--- TASK DETAILS ---
Your task is to repeat the entries exactly from their first line through the line with "Buckram123, line 59: I", and to stop there.

[Opening DATA SHOWN section]

PR #520, opened 2024-10-30
Renaming and Reorganizing

Kayanski:
This PR aims at re-organizing the repo to simplify the structure and re-group things that belong together (especially tests)

Changes done: 
1. Rename abstract-testing to `abstract-unit-test-utils`
2. Rename abstract-integration-tests to `abstract-integration-test-utils`
3. Move framework_clone_testing to abstract tests crate
4. Move interchain tests to abstract tests crate
5. Move module clone testing tests to abstract test crate

## Checklist

- [ ] CI is green.
- [ ] Changelog updated.


framework/Cargo.toml
```diff
@@ -55,6 +56,9 @@ clap = { version = "4.0.32", features = ["derive"] }
 semver = "1.0"
 cw-orch = { version = "0.27.0" }
 cw-orch-interchain = { version = "0.8.1" }
+cw-orch-clone-testing = { version = "0.9.0" }
```
Buckram123, line 59: I assume clone test in framework adds many dependencies in this workspace, are we fine with it?

Buckram123 (approved):
Nice to have abstract-tests package! Sometimes it was hard to find location for framework test, now it will be easier :)

framework/Cargo.toml
```diff
@@ -71,6 +75,7 @@ abstract-standalone = { path = "packages/abstract-standalone" }
 # Keep these as path, creates cirular dependency otherwise
 # Only need to re-publish all contracts if a re-publish of abstract-interface is required
 abstract-interface = { version = "0.24.1-beta.1", path = "packages/abstract-interface" }
+abstract-client = { version = "0.24.1-beta.1", path = "packages/abstract-client" }
```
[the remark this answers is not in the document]
Kayanski: Ok, removing the versions here

framework/Cargo.toml
Kayanski: Yes, that's also an issue. Do you think feature flagging those tests would be a good idea ?

Buckram123 (changes requested):
Even though this structure makes sense, we should value time used for compiling our main workspace `framework` much higher than structure of the tests. And we should keep more time-consuming tests with it's heavy dependencies inside `interchain` or different workspace.

Let's improve our development experience! Wdyt?

Kayanski:
> Even though this structure makes sense, we should value time used for compiling our main workspace `framework` much higher than structure of the tests. And we should keep more time-consuming tests with it's heavy dependencies inside `interchain` or different workspace.
> 
> Let's improve our development experience! Wdyt?

I did this change and then realized that, yes, let's close this PR because of the compile times needed for the framework

PR #522, opened 2024-11-01
Ignore beta versions in modules smart query

Buckram123:
It does make it so the user won't be using prerelease versions as default for `Latest`. But it makes it harder to use and test beta versions


Buckram123:
> For the future (next breaking version, where we might need beta) do you know if there is a better solution that changes the storage layout for instance ?

Not yet, would be nice to study at how versions usually sorted

Kayanski (approved):

PR #523, opened 2024-11-04
Ibc client and ibc host removal of predictable addresses

Buckram123:
We can't guarantee having non-breaking API for those modules, so making predictable addresses doesn't make sense, as it disallows having multiple versions of ibc-client/ibc-host registered at the same time


Kayanski (approved):
LGTM

PR #525, opened 2024-11-05
Added xion crate instead of local xion

Kayanski:
This PR aims at remove abstract-xion crate and using the published crates.io dependency instead

Blocked by xion publishing their account crate

### Checklist

- [ ] CI is green.
- [ ] Changelog updated.


Buckram123 (approved):
LGTM, have you checked size of the wasm with this change?

Kayanski:
> LGTM, have you checked size of the wasm with this change?

No I haven't

PR #526, opened 2024-11-05
Minify test artifacts

Buckram123:
We have enabled optimization for dev dependencies. Let's try disabling optimization on it and see if we have enough space


Buckram123:
It makes it failing again instead :open_mouth:

PR #528, opened 2024-11-06
Update osmosis tests, using code id to predict addresses

Buckram123:
This PR aims to refactor predicting addresses to relying on creator of the code id instead of hardcoded values in wasms


framework/packages/abstract-std/src/native_addrs.rs
```diff
@@ -1,59 +1,64 @@
...
+        deps.api
+            .addr_canonicalize(creator_addr.as_str())
+            .map(Into::into)
+    })
+    //             ?,
+    //         )
+    //     }
+    //     Ok(CREATOR_CANON_ADDRESS.clone().unwrap())
+    // }
 }
```
Buckram123, line 54: Commented part breaks on multichain, would also be unsafe in multi-threaded(not applicable to chains). What is ideal outcome for this?

framework/Cargo.toml
```diff
@@ -124,9 +124,9 @@ incremental = false
 [patch.crates-io]
 
 # In case Polytone not released
-# abstract-polytone = { git = "https://github.com/AbstractSDK/polytone.git", branch = "bump/cw2" }
-# abstract-polytone-note = { git = "https://github.com/AbstractSDK/polytone.git", branch = "bump/cw2" }
-# abstract-cw-orch-polytone = { git = "https://github.com/AbstractSDK/polytone.git", branch = "bump/cw2" }
+abstract-polytone = { git = "https://github.com/AbstractSDK/polytone.git", branch = "bump/cw2" }
```
Kayanski, line 127: Re-enabling those ?

framework/contracts/account/src/modules.rs
```diff
@@ -211,7 +214,10 @@ pub fn uninstall_module(
     crate::versioning::remove_as_dependent(deps.storage, &module_id, module_dependencies)?;
 
     // Remove for account if needed
-    let registry = RegistryContract::new(deps.api, env)?;
+    let contract_info = deps
```
Kayanski, line 217: Not using once-cell here ?

framework/contracts/account/src/queries.rs
```diff
@@ -73,8 +76,11 @@ pub fn handle_module_info_query(
 
     let ids_and_addr = res?;
 
-    let registry =
-        RegistryContract::new(deps.api, env).map_err(|e| StdError::generic_err(e.to_string()))?;
+    let contract_info = deps
```
Kayanski, line 79: why so much code repeats !!

Buckram123:
As a nice bonus this PR significantly decreases wasm sizes

Kayanski (changes requested):
That's very good thank you. Some remarks: 
- We can hide and potentially cache more thing from the users (for instance the contract info query that you do EVERYWHERE)
- We need to discuss storing the creator address in a once-cell or something simiar

Kayanski:
> As a nice bonus this PR significantly decreases wasm sizes

Why though ? haha seems weird to me

framework/packages/abstract-std/src/native_addrs.rs
Kayanski: Ideal outcome would be : 
- Working inside tests with multi-chain
- Able to cache this (and more) queries during contract execution to save gas

Kayanski: We could work with once-cell and hashmaps, but not sure this is the best idea

Buckram123: OnceLock makes it safe in multi thread. Don't think we supposed to use hashmap(unless feature flagged?) for storing creator in static.

Buckram123:
> > As a nice bonus this PR significantly decreases wasm sizes
> 
> Why though ? haha seems weird to me

Bech32 generation quite expensive!

framework/Cargo.toml
Buckram123: Oopsie, merged it from previous branch

framework/contracts/account/src/modules.rs
Buckram123: Using just mut statics for now

framework/contracts/account/src/queries.rs
Buckram123: It's not like we can avoid it that much in our native contracts, we need to get contract info and code info. For modules it's abstracted away!

Kayanski: We could have a method that does `Registry::new_from_self_code_id` os something no ?

Buckram123: > We could have a method that does `Registry::new_from_self_code_id` os something no ?

Then we can't re-use code-id

Kayanski: ok got it

Kayanski:
Is this branch now closing 
https://github.com/AbstractSDK/abstract/pull/512
and 
https://github.com/AbstractSDK/abstract/pull/518
?

Buckram123:
> This is wonderful. We need to bump to 0.25 version though as this is VERY breaking

Should we hold a bit and merge it when we ready for 0.25 release, in case there will be more 0.24.x patches?

Kayanski:
> > This is wonderful. We need to bump to 0.25 version though as this is VERY breaking
> 
> Should we hold a bit and merge it when we ready for 0.25 release, in case there will be more 0.24.x patches?

Yes ! This is not pressing for testnet

PR #530, opened 2024-11-07
Registry 0.24.3 release

Buckram123:
"abstract" registration in rev namespaces. See #524


Buckram123:
Do we want git tag at this point?

Kayanski:
> Do we want git tag at this commit?

I think it's good practice in case we want to come back to this change and main is breaking

Kayanski (approved):

Buckram123:
> > Do we want git tag at this commit?
> 
> I think it's good practice in case we want to come back to this change and main is breaking

Done

PR #531, opened 2024-11-07
Ibc client and ibc host deployment updates

Buckram123:
- Checking if version is breaking got fixed.
- Host and Client now uploads and migrate with `upload_and_migrate_if_needed` like other contracts, instead of first uploading and migrating after that
- marked with deprecated `Abstract::migrate_if_needed` and `AbstractIbc::migrate_if_needed`


framework/packages/abstract-interface/src/migrate.rs
```diff
@@ -238,24 +241,16 @@ impl<Chain: CwEnv> AbstractIbc<Chain> {
...
-            .upload_if_needed()?
-            .expect("IBC client wasm might be outdated");
-        self.host
-            .upload_if_needed()?
-            .expect("IBC host wasm might be outdated");
-
-        // Check if version is breaking
-        let version_req = semver::VersionReq::parse(&ibc_client_cw2_version).unwrap();
-        let new_version = semver::Version::parse(::ibc_client::contract::CONTRACT_VERSION).unwrap();
-        if version_req.matches(&new_version) {
```
Kayanski, line 252: Why are we not using the matches here that is already implemented by the semver crate ?

Buckram123: Couldn't figure out what structure of  VersionReq would work the way we want. Closest is `~` but it doesn't count pre-release as breaking versions

Kayanski: Are you sure ? 
https://docs.rs/semver/latest/src/semver/eval.rs.html#3

PR #533, opened 2024-11-11
Added migration function from xion accounts

Kayanski:
This PR aims at modifying the account migration function to be able to migrate xion accounts to the Abstract Account

### Checklist

- [ ] CI is green.
- [ ] Changelog updated.


framework/contracts/account/Cargo.toml
Buckram123, line 1: What's going on with tabs in this file? Are you using taplo for formatting?

framework/contracts/account/src/migrate.rs
```diff
@@ -1,19 +1,121 @@
...
-    assert_contract_upgrade(deps.storage, ACCOUNT, version)?;
+    // If we already have an abstract account, we just migrate like normal
+    if assert_contract_upgrade(deps.storage, ACCOUNT, version).is_ok() {
+        set_contract_version(deps.storage, ACCOUNT, CONTRACT_VERSION)?;
+        return Ok(AccountResponse::action("migrate"));
+    }
+    // else this means that we are migrating from another contract, we assert it's `account` and create an abstract account
+    let current_contract_version = get_contract_version(deps.storage)?;
+    if current_contract_version.contract != "account" {
+        return Err(AccountError::Std(StdError::generic_err("Can't migrate something other than `abstract_account`  or `account` to `abstract_account`")));
```
Buckram123, line 43:
```suggestion
        return Err(AccountError::Std(StdError::generic_err("Can't migrate something other than `abstract::account`  or `account` to `abstract_account`")));
```

framework/contracts/account/src/migrate.rs
```diff
@@ -1,19 +1,121 @@
...
+    }
+
+    // Use CW2 to set the contract version, this is needed for migrations
     set_contract_version(deps.storage, ACCOUNT, CONTRACT_VERSION)?;
-    Ok(AccountResponse::action("migrate"))
+
+    let registry = RegistryContract::new(deps.api, &env)?;
```
Buckram123, line 49: Would it be possible to share a function for this and instantiate?

framework/packages/abstract-interface/src/deployment.rs
```diff
@@ -306,6 +306,10 @@ impl<Chain: CwEnv> Abstract<Chain> {
             blob: self.blob.clone(),
         }
     }
+
+    pub fn account_code_id(&self) -> Result<u64, AbstractInterfaceError> {
```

[Closing DATA SHOWN section]

--- REPLY ---
PR #520, opened 2024-10-30
Renaming and Reorganizing

Kayanski:
This PR aims at re-organizing the repo to simplify the structure and re-group things that belong together (especially tests)

Changes done: 
1. Rename abstract-testing to `abstract-unit-test-utils`
2. Rename abstract-integration-tests to `abstract-integration-test-utils`
3. Move framework_clone_testing to abstract tests crate
4. Move interchain tests to abstract tests crate
5. Move module clone testing tests to abstract test crate

## Checklist

- [ ] CI is green.
- [ ] Changelog updated.


framework/Cargo.toml
```diff
@@ -55,6 +56,9 @@ clap = { version = "4.0.32", features = ["derive"] }
 semver = "1.0"
 cw-orch = { version = "0.27.0" }
 cw-orch-interchain = { version = "0.8.1" }
+cw-orch-clone-testing = { version = "0.9.0" }
```
Buckram123, line 59: I assume clone test in framework adds many dependencies in this workspace, are we fine with it?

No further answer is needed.